• _Task brief_: Reproduce exactly, from the data that follows, the line with "I believe we", the line with "- healthy keyset", and every line that lies between them.

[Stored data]

+---+

Issue #8589, opened 2026-05-07
add ESLint rule to prevent offset-pagination scan loops (followup to #8587)


petemoore:
The bug class fixed in #8586 / #8587 was an offset-paginated full-set scan loop in service code. While the keyset-pagination fix addressed the two known instances (worker-scanner and provisioner), the same pattern can reappear any time someone writes:

```js
let offset = 0;
while (true) {
  const rows = await this.db.fns.someListFn(..., size, offset);
  if (!rows.length) break;
  // process rows
  offset += size;
}
```

Under concurrent inserts/deletes, this loop yields duplicate or skipped rows. The audit that found #8588 confirmed the pattern is rare today (one remaining instance), but the same shape will keep being attractive to write — it's the obvious naïve translation of "paginate through everything."

## Proposal

Add a single \`no-restricted-syntax\` entry to the existing \`.eslintrc.yml\` matching the AST shape of this bug exactly, with a message explaining the issue and pointing at \`paginatedIterator\` from \`@taskcluster/lib-postgres\` as the correct replacement.

The rule should match:
- A \`let\`/\`var\` declaration initialised to \`0\` (the counter)
- A loop containing an \`await\` call to a \`db.fns.*\` member function with the counter as a trailing argument
- An \`<counter> += <number>\` increment in the same loop

This keeps the false-positive rate near zero — that exact AST shape *is* the bug — while still catching the next contributor who reaches for the obvious wrong pattern.

## Why ESLint vs. a separate CI script

Lives in the existing config, no plugin scaffolding, runs in the same \`yarn lint\` pass developers already have wired into their editors, and surfaces the violation inline at the offending line rather than at end-of-CI.

## Dependencies

Depends on #8588 being merged first — otherwise the rule would fail on the existing \`scoperesolver.js\` instance.

## References

- Bug class: #8586
- First fix: #8587
- Second fix (audit follow-up): #8588

Eijebong:
While Yarik's experimentation didn't go as amazingly in #8372 as biome's marketing promised, getting out of the eslint ecosystem should still be a goal because half of it isn't maintained.

IMO we shouldn't dig ourselves deeper in that ecosystem for this. That rule might've caught something years ago when the class of bugs was introduced and then copy/pasted around but:

- We're not adding one of those every week
- The bug is now fixed, no more risk of copy/pasting something wrong
- Honestly, this class of bug is very well known and should get caught at review time by anyone  with a background in relational DB engineering

[...]

Issue #8588, opened 2026-05-07
auth scoperesolver uses offset pagination during cache reload — same root cause as #8586


petemoore:
While auditing call sites for the offset-pagination bug class fixed by #8587, I found that `services/auth/src/scoperesolver.js:193-200` uses the same dangerous pattern:

```js
let offset = 0;
while (true) {
  const rows = await this.db.fns.get_clients(null, 1000, offset);
  if (rows.length === 0) {
    break;
  } else {
    offset += 1000;
  }
  // ... process clients
}
```

This loop walks the full `clients` table to rebuild the in-memory client cache used for scope resolution. Concurrent client inserts/deletes during the reload shift rows between pages, so a client can be silently skipped (or returned twice) — exactly the same offset-pagination race fixed in #8586/#8587 for the worker-scanner.

## Severity

Lower than the worker-scanner case — this is an eventually-consistent cache, not a termination decision — but real:
- A skipped client briefly fails authentication for that client until the next reload.
- A duplicated client wastes work and slightly distorts the resolver's cache.
- The race repeats every reload cycle whenever clients are being created/expired during the same window.

## Fix

Same shape as #8587: add a keyset-paginated DB function `get_clients_after` (in DB version 0126), then migrate the scoperesolver scan loop to use it via `paginatedIterator` from `@taskcluster/lib-postgres`. The existing `get_clients` will be marked deprecated, and the auth API handler (`auth/src/api.js`) and `static-clients.js` migrated to the new function as well.

## Audit context

The full audit found six internal full-set scan loops in `services/`. Five are already safe (keyset, self-terminating, or DB-side single-call). This is the only remaining one with the offset-pagination race.

A separate follow-up will add an ESLint rule banning the offset-loop pattern to prevent regressions.

## References

- Original bug: #8586
- Original fix (worker-scanner / provisioner): #8587

PR #8590, opened 2026-05-07
fix(auth): use keyset pagination in scoperesolver client cache reload

petemoore:
Same offset-pagination bug class as #8586/#8587, this time in the auth service. The scoperesolver's client-cache reload walks the `clients` table with `let offset = 0; while (true) { ... offset += 1000 }` — concurrent client inserts/expirations during a reload shift rows between pages, so a client can be silently skipped or returned twice.

Symptom: transient authentication failures for newly-created clients until the next reload cycle (default cache-reload interval). Lower severity than the worker-scanner case but the same root cause.

Adds keyset-paginated DB function `get_clients_after` in version 0126 (mirroring 0125's `get_non_stopped_workers_with_launch_config_scanner_after` from #8587). All three live callers of `get_clients` are migrated:

- `services/auth/src/scoperesolver.js` — internal full-set scan, the actual bug. Now uses `paginatedIterator` from `@taskcluster/lib-postgres`.
- `services/auth/src/api.js` (`listClients` endpoint) — switches `paginateResults` to `indexColumns: ['client_id']`. User-visible continuation-token format changes (offset hashids → base64 keyset), but tokens are documented as opaque and `paginateResults` already gracefully falls back to "start from beginning" on undecodable tokens, so cross-deploy clients aren't broken.
- `services/auth/src/static-clients.js` — trivial.

`get_clients` is marked `deprecated: true`; with no live callers it remains accessible only via `db.deprecatedFns` for backwards compatibility.

Tests: existing offset-pagination tests are replaced with equivalent keyset tests in `db/test/fns/auth_test.js`, plus a new test that exercises the keyset cursor's robustness to a mid-scan insert.

## References

- Bug class: #8586
- Original fix (worker-manager): #8587
- This issue: #8588
- Follow-up lint rule (depends on this merging): #8589

## Test plan

- [x] `yarn lint` — passes on changed files
- [x] `yarn generate` — schema and types regenerated cleanly
- [x] `db/test/fns/auth_test.js` — 25/25 passing (incl. 4 new keyset tests)
- [x] `services/auth` — 601/601 passing locally
- [x] CI green
- [x] Pete review


services/auth/src/api.js
matt-boris, line 1: https://github.com/taskcluster/taskcluster/blob/b892f15cc35626094029e8d29c22618a5e90e0d7/services/auth/src/api.js#L217-L220

The API description is now a bit stale. A `continuationToken` is now only returned when there's for sure more results to return.

matt-boris (commented):
Changes LGTM, holding off on a formal approval until a small API description is fixed. Everything else looks solid, thanks.

lotas (changes requested):
I think we don't really need this change, same as the similar pr about clients. We don't have so many clients, so reloading issues are highly likely do not exist, because on every change new pulse message is fired, so it would reload all clients as long as events are coming in. 

I believe we should think about the ways to reduce the load on the system during such updates, because 50+ pods fetching all clients and roles all at once is adding a lot of stress (which is currently swallowed by the compute we have)

upd: this is probably ok for other use cases outside of internal scope resolver. If someone is using pagination to retrieve those it could hit those issues. 

https://github.com/taskcluster/taskcluster/pull/8590/changes#r3203562870 is this still worth addressing before merging though?
p.s. yarn generate ;)

PR #8591, opened 2026-05-07
chore(lint): ban offset-paginated full-set scan loops over db.fns.*

petemoore:
Adds a `no-restricted-syntax` ESLint rule matching the exact AST shape of the bug class fixed in #8586 / #8587 / #8588: a loop containing both an `await db.fns.X(...)` call and an `<id> += <literal>` counter increment. The rule message points new contributors at `paginatedIterator` from `@taskcluster/lib-postgres` as the correct keyset alternative.

## Selector

```
:matches(WhileStatement, DoWhileStatement, ForStatement, ForInStatement, ForOfStatement)
  :has(AwaitExpression CallExpression MemberExpression[property.name="fns"])
  :has(AssignmentExpression[operator="+="][right.type="Literal"])
```

A loop is flagged only when **both** conditions hold simultaneously inside the loop body:

1. An `await db.fns.X(...)` call (member access via `.fns`).
2. An `<id> += <literal>` increment (the counter advancement).

The combined match has near-zero false-positive rate: this combination is *exactly* the offset-pagination bug shape and is virtually never the right thing to write deliberately.

## Verified across the codebase

After running `yarn lint` against all `services/`, `libraries/`, and `db/` JS, only one site matched: `db/test/versions/0122_test.js`, where the test deliberately exercises the offset-paginated `get_tasks_by_task_group_projid` function in a no-concurrent-writes environment to verify stable `ORDER BY` ordering. Suppressed inline with a one-line `eslint-disable-next-line` comment explaining the intent.

The rule was tested manually against fixtures covering:
- the bug pattern (fires correctly)
- healthy keyset pagination using `paginatedIterator` (no false positive)
- counter-only loop with `+=` literal but no `db.fns.*` call (no false positive)
- `db.fns.*` call with non-literal `+=` (e.g. `cumulativeWeight += config.weight` from `launch-config-selector.js` — no false positive)

## Stacked on #8590

This branch is based on the commit from #8590 (the scoperesolver fix). Until #8590 is merged, this PR's diff includes both commits; once #8590 lands the diff will clean up to just this rule + suppression. **Do not merge this until #8590 is merged.**

## References

- Bug class: #8586
- First fix (worker-manager): #8587
- Second fix (scoperesolver): #8588 / #8590
- This issue: #8589

## Test plan

- [x] `yarn lint` — full repo passes
- [x] Manual fixture tests confirm rule fires on bug pattern, not on healthy variants
- [x] CI green
- [x] Pete review


lotas:
I don't think we need to change anything here, existing query uses page size `1000` , and currently community-tc has `29` clients, and fxci has `424`

Plus I believe that whole architecture around those full reloads should be likely changed, since `auth` service is the most heavy one, we could have >50 pods running at the same time, and on each client change it would fire those expensive full reads. Which makes it even worse when several clients are updated at once through config change. 

So I'd probably not touch this for now

petemoore:
OK, let's drop this then, thanks.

+---+

• _Answer to this problem_:
I believe we should think about the ways to reduce the load on the system during such updates, because 50+ pods fetching all clients and roles all at once is adding a lot of stress (which is currently swallowed by the compute we have)

upd: this is probably ok for other use cases outside of internal scope resolver. If someone is using pagination to retrieve those it could hit those issues. 

https://github.com/taskcluster/taskcluster/pull/8590/changes#r3203562870 is this still worth addressing before merging though?
p.s. yarn generate ;)

PR #8591, opened 2026-05-07
chore(lint): ban offset-paginated full-set scan loops over db.fns.*

petemoore:
Adds a `no-restricted-syntax` ESLint rule matching the exact AST shape of the bug class fixed in #8586 / #8587 / #8588: a loop containing both an `await db.fns.X(...)` call and an `<id> += <literal>` counter increment. The rule message points new contributors at `paginatedIterator` from `@taskcluster/lib-postgres` as the correct keyset alternative.

## Selector

```
:matches(WhileStatement, DoWhileStatement, ForStatement, ForInStatement, ForOfStatement)
  :has(AwaitExpression CallExpression MemberExpression[property.name="fns"])
  :has(AssignmentExpression[operator="+="][right.type="Literal"])
```

A loop is flagged only when **both** conditions hold simultaneously inside the loop body:

1. An `await db.fns.X(...)` call (member access via `.fns`).
2. An `<id> += <literal>` increment (the counter advancement).

The combined match has near-zero false-positive rate: this combination is *exactly* the offset-pagination bug shape and is virtually never the right thing to write deliberately.

## Verified across the codebase

After running `yarn lint` against all `services/`, `libraries/`, and `db/` JS, only one site matched: `db/test/versions/0122_test.js`, where the test deliberately exercises the offset-paginated `get_tasks_by_task_group_projid` function in a no-concurrent-writes environment to verify stable `ORDER BY` ordering. Suppressed inline with a one-line `eslint-disable-next-line` comment explaining the intent.

The rule was tested manually against fixtures covering:
- the bug pattern (fires correctly)
- healthy keyset pagination using `paginatedIterator` (no false positive)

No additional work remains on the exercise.